Печально повела очами Телимена:
«Я вижу, что твоё решенье неизменно,
Ну что же, рыцарь мой, когда ты рвёшься к бою —
Возлюбленной цвета останутся с тобою!»
Тут ленты сорвала, кокардою скрепила,
И приколола их на грудь его уныло.
«Пускай мои цвета ведут на подвиг смелый,
К блистающим мечам, под копья и под стрелы.
Когда ж прославишься делами боевыми,
Бессмертной славою своё покроешь имя,
Украсишь лаврами шишак и шлем кровавый, —
На этот бант взгляни, что ты носил со славой,
И вспомни, как с тобой прощалась Телимена!»
Припав к её руке, он преклонил колено.
Батистовым платком она лицо прикрыла,
Но взгляд из-под платка герою подарила,
И так, от глаз своих платка не отнимая.
Вздыхала Графу в тон, плечами пожимая.
Судья промолвил им: «Путь предстоит вам длинный!»
«Довольно!» — бернардин воскликнул с грозной миной. —
И приказанья их, подобно мрачной силе,
Двоих чувствительных влюблённых разлучили.
Вот обнял дядюшку Тадеуш на прощанье
И руку Робака поцеловал. В молчаньи
Ксёндз голову его прижал к груди и в муке
На голове его скрестил с молитвой руки,
Взглянув на небеса, промолвил: «Сын мой, с богом!»
Заплакал… Юноша уже был за порогом.
«Что? Как? — спросил Судья, — ушёл он из-под крова,
Не зная ничего? Ты не сказал ни слова?»
Монах ответил: «Нет!» и залился слезами,
И долго плакал он, закрыв лицо руками.
«На что бедняге знать, что жив отец, коль скоро
Таиться должен он от света хуже вора!
Всё ж я хотел сказать и лишь во искупленье
Содеянного мной осилил искушенье!»
«Подумай о, себе! — просил Соплица брата, —
Ты ранен тяжело, не молод, как когда-то,
Со шляхтичами ты не можешь в путь пуститься.

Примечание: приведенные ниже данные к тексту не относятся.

Issue #954, opened 2019-02-11
Bug in basic auth implementation causes WordFence to flag normal users as brute force attempts


360Zen:
I have Event Espresso running on a staging site with HTTP authentication (nginx basic auth) set up to protect it from public viewing. For example purposes, we'll say the username for this authentication is "staging". This staging site also uses WordFence to provide brute force protection from repeated login attempts under the same username. Unfortunately, Event Espresso appears to be breaking this brute force protection. 

I believe it is because of some code in this file: https://github.com/eventespresso/event-espresso-core/blob/master/core/third_party_libs/wp-api-basic-auth/basic-auth.php. On lines 45-47, the HTTP credentials are retrieved in place of standard login credentials. Then, on line 87, there is an attempt to authenticate with these credentials using wp_authenticate(). So, with all of these things combined, when using the staging site, any non-logged-in page views are flagged by WordFence as login attempts with the username "staging".

I noticed that this substitution is not done in the original library being used here: https://github.com/WP-API/Basic-Auth/blob/master/basic-auth.php. Is there any reason to try to use HTTP credentials as a substitute for proper WP login credentials?

joshfeck:
I believe so, yes, the comments in Event Espresso's version of basic auth explain:

//account for issue where some servers remove the PHP auth headers
	//so instead look for auth info in a custom environment variable set by rewrite rules
	//probably in .htaccess
    //and, as a last resort, look in the querystring

What we had found is many servers would not allow basic auth to authenticate with the EE4 apps. So the workarounds that you noticed were added in later, starting with some code that was offered in https://github.com/WP-API/Basic-Auth/issues/1 and iterated on later.

What you could do is install the original basic-auth plugin and the `function_exists()` checks in Event Espresso 4 core will make sure EE's version doesn't load.

360Zen:
I understand that this was done for a reason, but I think it was a mistake to close this bug. This issue causes WordPress to attempt to authenticate a server-level user over, and over, and over again on every page load. That's abusive behavior in terms of server resources, and has potential security implications as well, since a user could authenticate simply using HTTP authentication, while bypassing WP's normal cookie + POST data system. What if my HTTP auth credentials happened to be the same as one of my actual WP users? Then we'd be in real trouble.

I'd request that this issue be re-opened and treated as a security complaint.

joshfeck:
Hi,

There's already discussion/planning elsewhere to:
1) Disable the Auth mechanism by default
[...]

PR #974, opened 2019-02-21
dont enable basic auth on non-rest-routes

mnelson4:

This makes the brute force attack vector smaller by only enabling WP basic auth on REST routes, not all routes. Related: https://github.com/eventespresso/event-espresso-core/issues/954. This way there are fewer routes on which HTTP basic auth can be used for brute force attacking a site.

## How has this been tested

* [x] Verify the mobile apps still work with this branch
* [x] Setup a site with basic auth (see https://docs.nginx.com/nginx/admin-guide/security-controls/configuring-http-basic-authentication/). On master, if the nginx username+password is the same as WP's, when you visit the frontend, the admin topbar will appear, even if you didn't log in via the normal WP dashboard login. On this branch though, the admin topbar won't appear.
* [x] Verify no conflicts with standard basic auth plugin, WooCommerce, Application Passwords
* [x] Test a authenticated request with Postman
## Checklist

* [ ] My code is tested.


core/EE_System.core.php
```diff
@@ -394,6 +394,7 @@ public function load_espresso_addons()
                 array('activate', 'activate-selected'),
                 true
             )
+            && ($this->request->isWordPressApi() || $this->request->isApi())
```
tn3rb: this is great but would be slightly better if this conditional block was the first one in the entire set, since it is the easiest and therefore fastest to evaluate, ie:

```php
        if (($this->request->isWordPressApi() || $this->request->isApi())
            && $this->request->getRequestParam('activate') !== 'true'
            && ! function_exists('json_basic_auth_handler')
            && ! function_exists('json_basic_auth_error')
            && ! in_array(
                $this->request->getRequestParam('action'),
                array('activate', 'activate-selected'),
                true
            )
        ) {
            include_once EE_THIRD_PARTY . 'wp-api-basic-auth' . DS . 'basic-auth.php';
        }
```

mnelson4: y kk!

mnelson4:
Updated with your recommendation @tn3rb.

joshfeck:
Tested, ready for merging.

joshfeck:
@mnelson4 I think we might need to revert this for now because I went to test the app for another PR and the app would not authenticate. If I remove what was added here, the app works again.

I'm a bit puzzled why this all worked a month ago. I remember testing the apps and they worked OK then.

joshfeck:
Update: I found why the app wouldn't connect to my test site: Permalinks settings were set to Default (instead of post name). What's strange is I thought the REST API didn't work when Permalinks Settings were set to Default, but apparently they do now. So the change in this PR only breaks the apps if the site's Permalinks settings are set to Default. 

I guess we don't need to revert this as it's not common for Permalinks to be set to default. Strange eh?

mnelson4:
Yeah that's strange, I'd like to see if I can reproduce and find the cause...

mnelson4:
I found the issue and made PR https://github.com/eventespresso/event-espresso-core/pull/1069

Issue #811, opened 2018-12-06
REST API cant filter datetimes by deleted field


mnelson4:
## Issue Overview

Queries like this always return an empty set: `/datetimes?where[DTT_deleted]=false` returns an empty set (even when there are definetely non-trashed datetimes) and so does `/datetimes?where[DTT_deleted]=true`.

## Bug report or feature request?

* [x] Bug
* [ ] Feature
* [ ] Neither

## Environment Data:

Version of EE: 
4.9.71

Version of WordPress:
4.9.7
PHP Version:  
7.1
Browser used:  
Firefox/postman

## Steps to Reproduce (for bugs)

1. Create an event with two datetimes, and trash one.
2. Send a request to `wp-json/ee/v4.8.36/datetimes`, you should see the one untrashed one. Then add `?where[DTT_deleted]=false` and somehow you'll get an empty set. Then change it to `?where[DTT_deleted]=true` and it's still empty. Weirdness.

## Expected Behaviour

`/wp-json/ee/v4.8.36/datetimes?where[DTT_deleted]=false` should return undeleted datetimes. And instead using `where[DTT_deleted]=true` should... probably tell you you're not allowed to see deleted datetimes, as they're not visible on the frontend; or maybe show them. It's up for debate, but probably an error would be better.

## Current Behaviour

See steps to reproduce.

joshfeck:
A request to:
`wp-json/ee/v4.8.36/datetimes/?where[DTT_deleted]=0&include=DTT_id`
will get the expected results (use 0 instead of false)

However, it looks like there are some other related bugs with the models or the client code for the UI. What happens is after I trash a datetime in the UI, then look in the database, the DTT_deleted field is still 0 (should be 1) **and** the EVT_ID field is change to 0. 

Along with the above, there's a confusing error message that's shown when you trash a datetime:
> You cannot add this datetime to this ticket because the ticket has a sold amount that is greater than the amount of spots remaining on the datetime.
Which makes no sense in the context of trashing a datetime.

So it appears there's an issue where `false` isn't interpreted as 0, and then some other issues when a ticket is trashed in the event editor UI. 

Maybe we need a few more issues for these other items?

sethshoultes:
Ya, let's create issues for the other items.

mnelson4:
Huh, ya some nutty behaviour there when trashing datetimes. I think that admin code is more Darren's baby. So I'm actually not sure how to create a trashed datetime. 
[...]

PR #977, opened 2019-02-21
Bug/boolean input interpreted as string in rest api

mnelson4:

The strings "false" and "true", when provided for REST API parameters for boolean model fields, are interpreted as booleans instead of strings. This addresses the mistake I made on https://github.com/eventespresso/event-espresso-core/issues/811, so I figured others were likely to make it too.

## How has this been tested

Unit tested.
* [x] Create an event, register for it, change the ticket's price, which will archive the ticket and create a new one. Then send an authenticated request using the REST API to `http://yoursite.com/wp-json/ee/v4.8.36/tickets?where[TKT_deleted]=true`. Your archived ticket should get returned. 

## Checklist

* [x] My code is tested.


joshfeck:
Tested and the results were the expected results.

PR #987, opened 2019-02-27
Clean up a few things in the skeleton add-ons

joshfeck:
Originally reported in https://events.codebasehq.com/projects/event-espresso/tickets/8223. The part about the main add-on class autoloading itself was fixed somewhere along the way. 

This PR cleans up the unit test class names & makes the example responses for the Onsite gateway sound slightly more professional.


mnelson4:
Oh also, I don't think this needs to be tested seeing how it doesn't affect any released code. It can be merged as-is.

mnelson4:
I've put this in the milestone, although I'm not 100% sure that's the right thing to do.

joshfeck:
Yeah since this isn't packaged up with the release it's not going into the milestone

PR #988, opened 2019-02-27
Fet/demo copy date functionality

nerrad:
App for demonstrating using the new [relation type awareness in the stores](https://github.com/eventespresso/event-espresso-core/pull/982).  

- Go to WP Data Demo tab in the Event Admin
- Enter an Event Id.

Very raw, very proof-of-concept.


assets/src/demo/app.js
```diff
@@ -0,0 +1,188 @@
...
+		);
+		createRelations(
+			'event',
+			ownProps.eventId,
+			'datetimes',
+			[ newDateTime ]
+		);
+	}
+	return { onDateClone };
+} )( DatesList );
```
nerrad: Note how DatesList (which is responsible for outputting the list of datetimes and the clone button) has the `withDispatch` HOC wrapping it.  This HOC primarily takes care of the clone button behaviour which when triggered:

* Retrieves related tickets on the datetime clicked.
* clones the new Datetime entity from the one clicked and creates the relation to tickets on that new entity
* creates the relation to the event id on that new entity (I _could_ have also just retrieved the event from the store state if I wanted to).

Note, this does not feed the `datetimes` array to the component as that will automatically get updated further upstream.

assets/src/demo/app.js
```diff
@@ -0,0 +1,188 @@
...
+	function getContent() {
+		return isInitializing ?
+			<Spinner /> :
+			<Fragment>
+				<DatetimesList eventId={ eventId } datetimes={ datetimes } />
+				<TicketsList tickets={ tickets } />
+			</Fragment>;
+	}
+	return <div>{ getContent() }</div>;
+};
```
nerrad: Note the implementation of the `isInitializing` property (which is actually a state via the `withState` HOC) that allows for hiding the datetime and ticket lists until the main query is done.

assets/src/demo/app.js
```diff
@@ -0,0 +1,188 @@
...
+		const { isInitializing } = ownProps;
+		const { getEntitiesForModel } = select( 'eventespresso/core' );
+		if ( isInitializing ) {
+			return ownProps;
+		}
+		return {
+			datetimes: getEntitiesForModel( 'datetime' ),
+			tickets: getEntitiesForModel( 'ticket' ),
+		};
+	} ),
```
nerrad: This `withSelect` HOC takes care of retrieving the datetimes and tickets used for the display but only when `isInitializing` is false.  That way it can confidently use the general selectors once the state is populated by the main query.  From that point on any changes to the datetimes or tickets state will immediately get reflected in the rendered component.

assets/src/demo/app.js
```diff
@@ -0,0 +1,188 @@
...
+		}
+		const datetimeIds = Datetimes.map( ( datetime ) => datetime.id );
+		getRelatedEntitiesForIds( 'datetime', datetimeIds, 'tickets' );
+		const relatedEntitiesIsResolved = hasFinishedResolution(
+			'eventespresso/core',
+			'getRelatedEntitiesForIds',
+			[ 'datetime', datetimeIds, 'tickets' ]
+		);
+		setState( { isInitializing: false } );
+	} ),
```
nerrad: This `withSelect` HOC is responsible for populating the state with all the datetimes and tickets related to the selected EventId.  The state can be populated using the new efficient queries (getRelatedEntitiesForIds).  

The sole purpose of this HOC is to populate the state and set the `isInitializing` local state.  `isInitializing` is then used by the other hocs as a signal for the state being populated and thus other component rendering can occur from whats in the store state.

Once this HOC has populated the state, it effectively is "done", hence the early bail on line 131.  Note, this currently does not handle a change in eventId via the input (again just a raw demo).  If I was to complete this, I'd have the `onEventClick` action reset the local `isInitializing` state and clear the `eventespresso/core` state of all records from the original event.

tn3rb:
closing this as it is no longer needed

PR #989, opened 2019-02-28
Bug/fix to persist not returning expected values

nerrad:

While working on REM, @tn3rb discovered a bug with the the store persisting entity changes to the db.  In troubleshooting, we discovered that `toPersist` was working as expected for the `BaseEntity` instances, but remained complicated to use for the use-case it was in use for.  In the original implementation, the design was that `forPersist` would only return fields and values from the entity for fields the entity was instantiated with.  The intent being, that when the entity is persisted, any _defaults_ would be set by the database vs client side (non included fields in an insert request would get have default values determined by the server on saving to the db).  The problem with this approach is that it's reasonable to expect consuming code to create a "blank" entity and then use the setters to set the values at a later point.  When `forPersist` is called later however, those new set values would not get persisted.

The solution in this pull involved:

- Creating a new property for `BaseEntity` labelled `fieldsToPersistOnInsert`.  This property automatically captures the initial fieldNames passed in on instantiating the `BaseInstance` as well as any additional fieldNames that have a value set to their property through the life of the instance.  The value of `fieldsToPersistOnInsert` is a javascript [Set](https://developer.mozilla.org/en/docs/Web/JavaScript/Reference/Global_Objects/Set) object which ensures there's only ever unique field names in the iterator.
- When `forInsert` is called (either directly or via `forPersist`), it will iterate through `fieldsToPersistOnInsert` for determining what fields and values are exported from the instance.
- When `forUpdate` is called (either directly or via `forPersist`), it will use `Object.keys` on the `BaseEntity` instance as the iterator thus included all enumerable properties (and their values) on the export (which currently are just field names for the model).

## How has this been tested

* [x] Ensure existing unit-tests pass.
* [x] I wrote new tests covering the flaw that was exposed.  Ensure these tests pass.

While `BaseEntity` instances _are_ used in released code (EventAttendees block), I'm confident the existing tests cover usage there because:

a. `EventAttendees` block is read only, so the affected functions are not used.
b. Any impact due to instantiation of `BaseEntity` instances would surface immediately in the existing unit test coverage.

## Checklist

* [x] My code is tested.

### DIFF
--- a/assets/src/data/model/entity-factory/base-entity.js
+++ b/assets/src/data/model/entity-factory/base-entity.js
@@ -52,6 +52,11 @@ class BaseEntity {
 		);
 		createGetter( this, 'modelName', modelName );
 		createGetter( this, 'originalFieldsAndValues', entityFieldsAndValues );
+		createGetter(
+			this,
+			'fieldsToPersistOnInsert',
+			new Set( Object.keys( entityFieldsAndValues ) )
+		);
 		createEntityGettersAndSetters( this );
 		createPersistingGettersAndSetters( this );
 	}
--- a/assets/src/data/model/entity-factory/create.js
+++ b/assets/src/data/model/entity-factory/create.js
@@ -91,7 +91,7 @@ export const createGetterAndSetter = (
 	instance,
 	fieldName,
 	initialFieldValue,
-	opts = {}
+	opts = {},
 ) => {
 	let propertyValue = initialFieldValue;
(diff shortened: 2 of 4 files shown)


nerrad:
I merged this without complete test runs because they were just restarted due to a rebase from master.  The javascript tests passed successfully.  There was a fail in php tests but that was due to a time of day date fail that happens from time to time.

Ты говорил, — есть дом, где можно приютиться,
Так где же он? Скажи! Но кажется мне, лучше
У лесника в глуши запрятаться дремучей!»
Ксёндз Робак отвечал: «Есть время до рассвета,
Плебана позови, не медля сделай это!
Пусть исповедует меня порой ночною;
Вдвоём с Гервазием останься ты со мною,
А двери затвори!»
Исполнив приказанье,
Судья сел на кровать, Гервазий, в ожиданьи,
Поставил локоть свой на «Ножик перочинный»

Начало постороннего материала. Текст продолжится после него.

PR #995, opened 2019-03-01
Added `$_FILES` global to Request

tn3rb:
The Attendee Importer add-on that @mnelson4 is working on requires CSV files to be uploaded, and therefore needs to have the `$_FILES` global data available. It was decided to add this to the existing `Request` class instead of accessing it directly.

## How has this been tested
unit tests

## Checklist

* [x all publicly displayed strings are internationalized (usually using `esc_html__()`, see https://codex.wordpress.org/I18n_for_WordPress_Developers)
* [x] My code is tested.


mnelson4:
FYI I double-checked and could still create an event and register for it on this branch. I'm not sure if there is any other manual testing you'd suggest @tn3rb?

tn3rb:
ya I don't think there is anything else necessary since the Request is created right at the start of the bootstrap process so if something was going to go wrong it would blow up on basically any request. On top of that, the new parameter is optional, so even if some third party code is trying to build a Request object on their own for some crazy reason, it should still not cause any troubles.

PR #998, opened 2019-03-04
Add reset state actions to our stores.

nerrad:

While working on the demo app (#988) and the Barcode Scanner app (https://github.com/eventespresso/eea-barcode-scanner/pull/7) I realized that there will be need for some sort of reset state action for our stores that allows dispatches to restore state to its default shape.  For instance with the barcode scanner app the user might scan a new registration for checkin that we'll want to reset all the tracked related registrations etc in the state.

Note: a [pull I did for GB](https://github.com/WordPress/gutenberg/pull/14225) recently that adds more sledgehammer like control over the resolution cache in the `core/data` store.  It will make it easier for resetting that state in this pull.  The downside is it will be tied to a version of WordPress so I can only use it IF the functions exist.

## How has this been tested

* [x] unit test coverage
* [x] no impact to customer facing code.

## Checklist

* [x] My code is tested.


assets/src/data/eventespresso/core/reducers/relations.js
```diff
@@ -320,6 +320,96 @@ const removeRelatedEntitiesForEntity = ( state, action ) => {
...
+};
+
+/**
+ * Helper for clearing the entries in the dirty relations state for the given
+ * modelName.
+ *
+ * This clears entries in both the `index` and `entityMap` maps.
+ *
+ * "Main state" is used in this function to represent the top level state the
+ * model's entries is being deleted from (i.e. entityMap or index).
```
tn3rb: should be:

> to represent the top level state the model's entries **are** being deleted from

assets/src/data/eventespresso/core/actions/reset.js
```diff
@@ -0,0 +1,238 @@
...
+import { ACTION_TYPES } from './action-types';
+import { REDUCER_KEY } from '../constants';
+import * as modelSpecificSelectors from '../model/model-selectors-index';
+
+const { resets: types } = ACTION_TYPES;
+
+/**
+ * Resets the entire state to its default for the store.
+ */
+export function* resetEntireState() {
```
tn3rb: all of the other function names for the reset actions mirror the constant names
and I think that would be a good precedent to follow here for consistency's sake.

so either:

- rename this function to `resetAllState()` 
- rename the constant to `RESET_ENTIRE_STATE`

depending on which one you think better describes the intent of the action,
I think my preference is maybe for the latter, but I'll leave that up to you

nerrad:
@tn3rb I implemented your suggestions but then decided to go ahead and merge this (after verifying js tests passed) because the changes don't really need reviewed again.

PR #1006, opened 2019-03-07
Fix checkins migration fatal error (fixes #983)

### LINKED ISSUE #983: Avoid Fatal error during Database Migration related to migrating the _events_attendee.checked_in column
**Describe the bug**

This error is logged when doing the migration from EE3 to EE4 if unexpected data is in the `_events_attendee` table's `checked_in` column:
`PHP Fatal error:  Uncaught Error: Cannot use object of type stdClass as array in //wp-content/plugins/event-espresso-core/core/data_migration_scripts/4_1_0_stages/EE_DMS_4_1_0_checkins.dmsstage.php:73`

**To Reproduce**

**Expected behavior**

The invalid data could be worked around and the migration allowed to continue. Worse case scenario the check in data will no be accurate.
**Screenshots**

screen shot 2019-02-26 at 11 08 50 am

screen shot 2019-02-26 at 11 09 12 am

**Environment:**
 - Version of Event Espresso:   4.9.78
 - Version of WordPress:  5.1
 - PHP Version  7.1.25

joshfeck:
See #983 

@mnelson4 there may be a better way to address this, like telling $wpdb->get_row() to output an array instead. This PR should at least get the ball rolling. 

## How has this been tested

- [x] Do a migration from EE3 for a site that has checkins, on a server that has PHP 7+

## Checklist

* [x] My code is tested.


mnelson4:
Thanks @joshfeck for getting this going. Ya your fix was going to work fine, but in the course of reviewing I noticed the variable `$is_checked_in` (which we were setting when the fatal error occurred) isn't actually used! Not sure how that happened. So modified the code to reflect what I believe was the purpose: don't add another checkin for in EE4 if one already existed for this EE4 registration.

I'd be happy to pass back to you for review, but I believe the process is to pass to Brent or Darren.

core/data_migration_scripts/4_1_0_stages/EE_DMS_4_1_0_checkins.dmsstage.php
```diff
@@ -97,7 +112,7 @@ private function _try_to_find_datetime($old_attendee)
 
         $new_event_id = $this->get_migration_script()->get_mapping_new_pk($wpdb->prefix."events_detail", $old_attendee['event_id'], $wpdb->posts);
         if (! $new_event_id) {
-            $this->add_error(sprintf(__("Could nto find new event ID with old event id '%d', on attendee row %s; and because of that couldnt find the correct datetime for Check-in", "event_espresso"), $old_attendee['event_id'], $this->_json_encode($old_attendee)));
+            $this->add_error(sprintf(esc_html__('Could not find new event ID with old event ID %d, on attendee row %s; and because of that couldn\'t find the correct datetime for Check-in', 'event_espresso'), $old_attendee['event_id'], $this->_json_encode($old_attendee)));
```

И замер, наклонясь, торжественный и чинный.
Но ксёндз не начинал с друзьями разговора,
С лица Гервазия всё не сводил он взора.
Как опытный хирург рукой ведёт по телу
И лишь затем с ножом он приступает к делу, —
Так Робак взгляд смягчил, чтоб не ударить сразу,
На Ключника глядел, не приступал к рассказу,
И, чтобы не видать удара рокового,
Прикрыл глаза рукой, когда промолвил слово:
«Соплица Яцек я!» [9]
Гервазий выгнул спину,
Всё тело он напряг, как гибкую пружину,
Подался наперёд и замер на мгновенье,
Как будто бы валун, задержанный в паденьи.
Он выкатил глаза, разинул рот, зубами
Грозился острыми, зашевелил усами;
Свой обронённый меч поймал он у кровати
И не спускал руки с железной рукояти,
Зажал в коленях меч, а тот змеёй казался,
И словно чёрный хвост взад и вперёд качался.
На рысь похожим стал Гервазий разъярённый,
Готовую к прыжку в лесной глуши зелёной,
Которая на миг, пред самым нападеньем,
Сжимается в клубок рассчитанным движеньем.
«Гервазий, суд людской меня уж не тревожит,
Ждёт божий суд меня, он рассудить нас может!
Но именем того, кто дал нам искупленье,
И на кресте простил убийцам преступленье,
И просьбе татя внял, — молю я, терпеливо
Рассказ мой выслушай, открою всё правдиво.
Знай, с совестью моей я должен примириться,
Просить прощения, хотя не всё простится!
Послушай исповедь, и что захочешь позже,
То сделаешь со мной. Мы все во власти божьей!»
Тут руки он сложил. В ответ на эти речи
Гервазий отступил, подняв строптиво плечи.
вернуться
[9]
Герой, действия которого окутаны тайной, в предсмертной исповеди открывается близким — этот мотив был очень распространённым в современной А. Мицкевичу литературе, например, у Вальтер Скотта. Но в исповеди Яцка Соплицы, в отличие от десятков и сотен исторических повестей и романов, индивидуальная трагедия дана как отражение великой трагедии всего народа, утратившего свою независимость.